Issue #297, opened 2026-09-04
Model proposal: VG25 — sign→speech cross-lag on VG15, deferred on #242


frankbuckley:
> [!NOTE]
> Drafted by an LLM-based AI tool (Claude Code/Fable 5.1).

## Proposal, and why it is deferred

A new model, **VG25**: VG15 with a **sign → speech cross-lag**, the joint-engine analogue of VG16's understood → `q` term. A child's prior-wave signed share of comprehension, relative to a baseline, shifts the logit of their current production ratio `q` through one coefficient, `beta_sign_lag`. VG15 is nested at `beta_sign_lag = 0`.

**Deferred on #242.** Every open item on that issue applies to a second lag model unchanged: the administration-wave definition across forms (the complete-wave grouping has landed in `cross_lag.py`; what a wave is when a child has rows on two forms at one age has not been decided), the LOO leakage (leaving a signed observation out does not remove it from the later spoken predictors it feeds), wave-sequential recovery, and subject-marginal predictions that silently condition on no lag history. Building VG25 before those are settled on VG16 doubles the debt rather than paying it. The companion proposal #296 (VG24, the correlated subject block on VG15) is the between-child estimate that should come first regardless, by the argument in `notes/202608151140-cross-lag-not-for-models-of-record.md` §4. This issue records the design so it is ready when #242 closes, and so the decision to defer is on the record rather than implied.

## The question and the estimand problem

Asked on 2026-09-04: can we model properly whether early signing predicts later speech? `notes/202608160930-early-signing-and-later-speech.md` found, among 147 children and holding earlier speech and comprehension standing fixed, that the signed share of comprehension predicts later spoken vocabulary at +0.19 SD per SD, 89% ETI [0.03, 0.36], stable under study fixed effects and single-study deletion. The binary signer contrast is not identifiable, because signing is very nearly a study-level property. That note is a two-wave residual regression, not a model, and the report callout in `docs/comparison/index.qmd` quotes it as such.

A cross-lag is the obvious model, and the estimand it delivers depends on the baseline in a way that has to be chosen deliberately, not inherited:

[...]

Issue #225, opened 2026-08-16
Between-child scale recovered low in 9 of 9 replicates, with and without subject_variance_partition; mechanism unidentified


frankbuckley:
> [!NOTE]
> Drafted by an LLM-based AI tool (Claude Code/Opus 5).

> [!IMPORTANT]
> **Status 2026-09-07 — closed as superseded.** The `rep` runs (comment of 2026-09-06) changed what this issue is about: the `tau_subject` bias is real and reproducible (low by 5.32–8.05% in two clean VG12 `rep` replicates) but it sits inside a broad under-coverage of the whole VG12 posterior, VG11 misses in the **opposite** direction through the opposite channel, and both VG12 replicates carry BFMI below 0.3, so the intervals the coverage claim rests on are the ones the diagnostics call unreliable. The attribution to `subject_variance_partition` is not supported. Of the proposed work: 1 ran (VG11, `test`, one assessable replicate); 2 ran (VG12 at `rep`); 3 is registered (`vg12 free-scales`) but not run; 4 is withdrawn as premature; 5 is done (`3665815`). Everything still open is tracked elsewhere — the mechanism and the design options in [#229](https://github.com/dseinternational/vocabulary-growth/issues/229), the τ–κ reparameterisation that must precede any further VG12 recovery as [#289](https://github.com/dseinternational/vocabulary-growth/issues/289) task 4.6, and the re-run recovery as #289 task 4.8. The body below is left as written; it records the July–August position.

## Summary

Parameter recovery on VG12 shows `tau_subject` **systematically underestimated in every replicate**, by about 5.6%, with the truth outside its 89% interval all three times. The bias enters through `subject_variance_share` — the split the `subject_variance_partition` reparameterisation introduces — not through the total scatter budget, which recovers cleanly.

This matters beyond the model: `tau_subject` is what the DS-vs-TD between-child contrast reads on the typically-developing side, and `build_variance_partition`'s docstring states that "the DS/TD heterogeneity contrast that `tau_subject` feeds is unaffected". These runs are evidence that it is affected.

Affected models are **VG11** (`reference_proportion=0.0118`) and **VG12** (`0.1041`). No other model carries the partition. Only VG12 has been through recovery; VG11 is untested and structurally identical.

## Evidence

`scripts/fit_recovery.py vg12 --config test`, three replicates, truths drawn from VG12's own posterior. `z = (posterior_mean − truth) / posterior_sd`, so negative means the posterior sits below the truth.

[...]

PR #335, opened 2026-09-11
Support VG16 parameter recovery, and derive the simulation order (#297)

frankbuckley:
> [!NOTE]

Progresses [#297](https://github.com/dseinternational/vocabulary-growth/issues/297) on its one remaining dependency, and clears the VG16 half of [#289](https://github.com/dseinternational/vocabulary-growth/issues/289) task 3.9 / [#242](https://github.com/dseinternational/vocabulary-growth/issues/242) item 6. Full record in [`notes/202609111500`](notes/202609111500-vg16-recovery-and-the-blocker-that-was-not-there.md). No fit of record is touched.

## The headline: the blocker was a misdiagnosis

`recovery/spec.py` has recorded VG16 as unsupported since #163, because "the cross-lag predictor is a function of earlier-wave comprehension, so forward simulation must proceed wave by wave; **single-pass simulation would fit synthetic-lag data against real-lag truth**". #242 item 6, #289 task 3.9 and the deferral of #297 all rest on that sentence.

It is false for VG16, and building the fix is what showed it. The simulator has **always** drawn in rounds that rebuild the model in between, the lag is derived inside that build off `analysis_df["understood"]`, and VG16's lag reads a column drawn in **stage 0** while entering `y_s_obs` in **stage 1**. Forcing the single pass and comparing the predictor at each build against the one the finished frame implies:

| build                                     | `understood` differs from the finished frame | lag predictor differs |
| ----------------------------------------- | -------------------------------------------: | --------------------: |
| 0 (before any draw)                       |                               1,702 of 1,708 |             575 rows |
| 1 (the build whose draw consumes the lag) |         448 — all rows with no comprehension count |        **0 rows** |
| 2 (final coherence rebuild)               |                                          448 |        **0 rows** |

## What replaces the assertion

Not another flag — that is how the wrong answer got written down. `OutcomeDependentPredictor` declares what a predictor **reads** and what it **enters**; `single_pass_is_sound` derives the answer: one pass is sound exactly when the source is drawn strictly before every consumer.

**The wave loop is built, because the case is real — just not VG16's.** #297's VG25 reads the prior wave's `signed` share, and the joint engine draws `signed` in the *same* stage as the `spoken` it would shift. The derivation selects the wave loop there automatically. That is the piece #297 actually needed.

**The guard runs either way**, and it is the part that would have caught the original claim: after simulation, every row's predictor as drawn is compared against the predictor the finished synthetic frame implies, and a mismatch aborts. `tests/test_recovery_wave_sequential.py` shows it failing on arrays *and* on a real simulation with the ordering forced unsound — a guard never seen to fail is not evidence.

## VG16 parameter recovery, first ever

Three replicates, `test`, `--truth posterior`, 7–12 minutes each. **Only one is assessable** — the harness scores a replicate only on confirmed convergence, and two missed the R-hat ≤ 1.01 gate:

| replicate | converged | max R-hat | min ESS | coverage (89%) |
| --------- | --------- | --------: | ------: | -------------: |
| r01       | **yes**   |    1.0096 |     449 |          0.842 |
| r02       | no        |    1.0132 |     393 |              — |
| r03       | no        |    1.0105 |     537 |              — |

On r01, `beta_lag` **missed low by 29%**: truth 0.285, posterior median 0.201, 89% ETI [0.121, 0.284], the truth at the 94.8th percentile — just outside. All-quantity coverage 0.842 against nominal 0.89 is this engine's known shortfall (#225), not the lag's.

### One thing worth more replicates, stated as the impression it is

| replicate          | truth `beta_lag` | posterior median |
| ------------------ | ---------------: | ---------------: |
| r01 (assessed)     |            0.285 |            0.201 |
| r02 (not assessed) |        **0.045** |            0.195 |
| r03 (not assessed) |            0.267 |            0.242 |

Truths span 0.045–0.285; posterior medians span 0.195–0.242. Two of those three may not be quoted, so this is not a measurement — but it is the shape the VG16 review worried about, and r02 is by accident the `(beta ≈ 0)` cell #242 item 6 asks for. More replicates at a converging tier is now something that can simply be run.

## What this does not do

- **The three designed cells of #242 item 6 are still outstanding.** They need two things the harness does not have: a way to *set* a parameter in the truth draw rather than take what the posterior or prior offers, and the correlated-random-effects-plus-lag comparator, which is not a registered model.
- **VG25 is not registered.** #297's four design decisions and the registration itself are untouched, and neither waits on this.
- **A tier decision is now on the table**: two of three missing the gate at `test` says this check needs a higher tier, and that cost should be known before the designed cells are commissioned.

## Records corrected

The claim appeared in five places and all five now say what was measured: `recovery/spec.py`, `docs/runbooks/parameter-recovery.md`, `docs/models/README.md`'s VG16 row, the three agent-instruction copies (which also still said VG24 was unsupported — it has been a target since 2026-09-06), and `tests/test_recovery_spec.py`, whose "unsupported model explains itself" test used VG16 as its example.

## Verification

- Full suite `-m "slow or not slow"` green; `ruff`, `mypy`, spellcheck and `format:check` clean.
- 15 new tests, 2 of them `slow`, including the guard aborting a real simulation.
- VG16 simulation with the wave loop forced: 7 waves, guard passes. With it not forced: one pass, guard passes. With the ordering forced unsound: aborts.


frankbuckley:
> [!NOTE]

## Review pass: one real gap, and a regression check the change needed

`e207a20`.

### The gap: the wave loop shipped untested

VG16 turns out to be sound in one pass, so it takes the single-pass path — which means **both slow tests bypassed the wave loop entirely**. The loop that exists for VG25, the whole reason for the change, had no coverage. It had been run by hand (7 waves, guard passing) and nothing more.

There is now a test that forces it on VG16 and checks the invariant that matters: every row belongs to exactly one wave, so the two passes must write **the same likelihood-row counts** even though their drawn values differ. It also asserts from the provenance record that the run really went wave by wave (`waves: 7`, `single_pass_sound: false`) rather than falling through.

### The regression check the change needed and did not have

The single-pass path is the one every existing recovery target uses, so the first question is whether it moved. Simulating **VG15, VG07 and VG11** at a fixed seed, before and after the whole change, gives **byte-identical synthetic frames** (sha256 over the sorted-column CSV), identical `row_counts`, identical `simulated_columns`, identical truth draw. VG15 is the one that matters most — it exercises both compositions, both nested links and `totals_tracking_parent`.

The empty-rows skip I had added is now scoped to the wave loop, so that path is unchanged *by construction* as well as by observation.

### Two things now stated rather than left implicit

- **`_verify_coherence` holds only the last round's denominators.** Under the wave loop that verifies the last wave directly and the earlier waves only through the frame-level checks (cells summing to their total, counts inside their denominator, totals tracking their parent), which do cover every row. Sufficient here, because a wave's rows are final once drawn and their denominators cannot move afterwards — but weaker than the predictor guard's per-round check, and a future engine whose denominators depended on a *later* wave would need it strengthened. The code says so now.
- **The note showed "—" for the two unassessed replicates' coverage.** They were computed (0.752 and 0.820) and *refused*, which is not the same as absent. The table now shows them italicised with what the italics mean.

### The central claim, re-verified two ways

The load-bearing claim is that single-pass simulation was always sound for VG16. Beyond the measurement (0 of 1,708 rows differing at the build whose draw consumes the lag), it also holds structurally: `q_lag_term` appears in exactly one place in `common_bivariate_re.py` — added to `h_obs_re`, the production-ratio logit, at line 1003. `f_u_obs_re` has no lag term, so `y_u_obs`'s density does not depend on `beta_lag` at all, and drawing all comprehension in one pass is exactly what the factorisation says. Measurement and structure agree.

### Also confirmed

- **No model of record was touched.** `VG16-…/trace.nc` and its manifest are still 2026-09-08 01:27; the three recovery fits are in their own `-recovery-rNN` directories.
- Every quoted figure re-read from the CSVs: R-hats 1.009593 / 1.013174 / 1.010549, min ESS 449.2 / 393.2 / 537.3, 112 of 133 within the 89% interval, `beta_lag` truth 0.28460 against a posterior median of 0.20105 with ETI [0.12106, 0.28355] and truth quantile 0.947875 — the 89% ETI ends at the 94.5th percentile, so "just outside" is exact. Per-replicate fits 6m49–12m23, so "7–12 minutes" holds.
- Full suite `-m "slow or not slow"` green; ruff, mypy, spellcheck, format:check clean. 16 tests in the new module, 3 of them `slow`.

--*--

▶ [ASSIGNMENT]: Up to and including the line with "A new model, **VG25**: VG15", restate the records above word for word from the very first line.

▶ [PROBLEM SOLUTION]:
Issue #297, opened 2026-09-04
Model proposal: VG25 — sign→speech cross-lag on VG15, deferred on #242


frankbuckley:
> [!NOTE]
> Drafted by an LLM-based AI tool (Claude Code/Fable 5.1).

## Proposal, and why it is deferred

A new model, **VG25**: VG15 with a **sign → speech cross-lag**, the joint-engine analogue of VG16's understood → `q` term. A child's prior-wave signed share of comprehension, relative to a baseline, shifts the logit of their current production ratio `q` through one coefficient, `beta_sign_lag`. VG15 is nested at `beta_sign_lag = 0`.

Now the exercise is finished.